La ballade « Eagle On A Pole », un aigle sur un poteau, est une image de cauchemar puisée sur les lieux où il a fait l’album. Voir ces indiens pieds nus dans la neige sous le regard d’un aigle l’a beaucoup frappé et on voit apparaître la notion de fatalisme chez lui. Ce qui est fait est fait, on n’y revient pas. Sur « NYC – Gone Gone », un morceau tonique pour une fois, comme si une fête avait eu lieu pour fêter un événement particulier, il se rappelle la vie à New York et ses amis lui manquent, même s’il y trouve la vie peu intéressante. On fait la connaissance de deux autres notions importantes chez lui : l’absurdité de la vie quotidienne et le besoin d’appartenance à un groupe d’amis.

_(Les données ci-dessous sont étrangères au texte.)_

PR #373, opened 2021-03-11
chore!: remove `zipGo`/`skipGo` options

### LINKED ISSUE #372: Remove `skipGo`/`zipGo` parameters
The `skipGo`/`zipGo` parameter does not appear to be used by any user (including us), excepting for the CLI, which uses the default value.

https://github.com/netlify/cli/blob/3d8f1793ed90099152246fd4f69d44864762b55f/src/commands/functions/build.js#L56

We should remove those parameters. This would be a breaking change, i.e. require a major release.

ehmicky:
Fixes #372.

The `skipGo`/`zipGo` parameter does not appear to be used by any user (including us), excepting for the CLI, which uses the default value.

https://github.com/netlify/cli/blob/3d8f1793ed90099152246fd4f69d44864762b55f/src/commands/functions/build.js#L56

We should remove those parameters. This would be a breaking change, i.e. require a major release.

### DIFF
--- a/README.md
+++ b/README.md
@@ -50,8 +50,8 @@ Creates Zip `archives` from Node.js, Go, and Rust programs. Those `archives` are
 - Sub-directories with a main file called either `index.js` or `{dir}.js` where `{dir}` is the sub-directory name.
 - `.js` files (Node.js)
 - `.zip` archives with Node.js already ready to upload to AWS Lambda.
-- Go programs already compiled. If the `options.zipGo` is `true`, those are zipped. Otherwise, those are copied as is.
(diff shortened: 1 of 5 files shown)


erezrokah (approved):

eduardoboucas (approved):

ehmicky:
We should hold on merging and releasing this until we decided to make a major release. What do you think @eduardoboucas?

eduardoboucas:
> We should hold on merging and releasing this until we decided to make a major release. What do you think @eduardoboucas?

Yes, I think that's probably best!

A travers ses textes, on découvre par petites touches sa personnalité profonde et ses préoccupations universelles, contrairement à celles de Richard Ashcroft, beaucoup plus tourné vers l’introspection. Sur « Moab », il y a une certaine ressemblance avec Tom Petty sur le plan vocal pour dire que le départ d’un être cher peut être soigné sur la route. L’évasion curative, en quelque sorte. Toujours le contraste paradoxal entre cette peur de la solitude et ce besoin d’évasion ! Sur « Valle Místico (Ruben’s Song) », une courte transition, quelqu’un souffle plusieurs fois dans une conque, une coquille de mollusque servant de trompe au dieu de la mer. « Souled Out!!! » est une sorte de fête d’adieu et il se rend compte qu’il ne comprendra pas tout de la vie des gens et de leur philosophie. « Milk Thistle » est un morceau final triste qui parle de rajeunissement au contact des gens d’autres contrées, avec d’autres mœurs. La richesse de la différence semble être le maître-mot, ici. Mais on retombe dans la réalité et ça déprime un peu. Il faudra du temps pour revenir sur terre. Mais au paradis, il s’ennuierait comme un bébé qui pleure au fond d’un puits… L’innocence de l’enfance aussi l’obsède.
Très bon album d’un nouveau Lloyd Cole. Petit détail hors contexte mais qui a son importance pour tenter de mieux cerner sa personnalité : il a donné un concert pour soutenir Barack Obama. La guerre perpétuelle, il n’aime pas ça.